INFORMATION SHOWN section start
PR #2017, opened 2020-11-05
Add paths-ignore for PR Build

dengliming:
It's not necessary to run this build workflow when only  `*.md` files are modified. Please consider if that make sense.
INFORMATION SHOWN section end
Once you have read the material, set it down again word for word.

▶ [ANSWER TO THE EXERCISE]:
PR #2017, opened 2020-11-05
Add paths-ignore for PR Build

dengliming:
It's not necessary to run this build workflow when only  `*.md` files are modified. Please consider if that make sense.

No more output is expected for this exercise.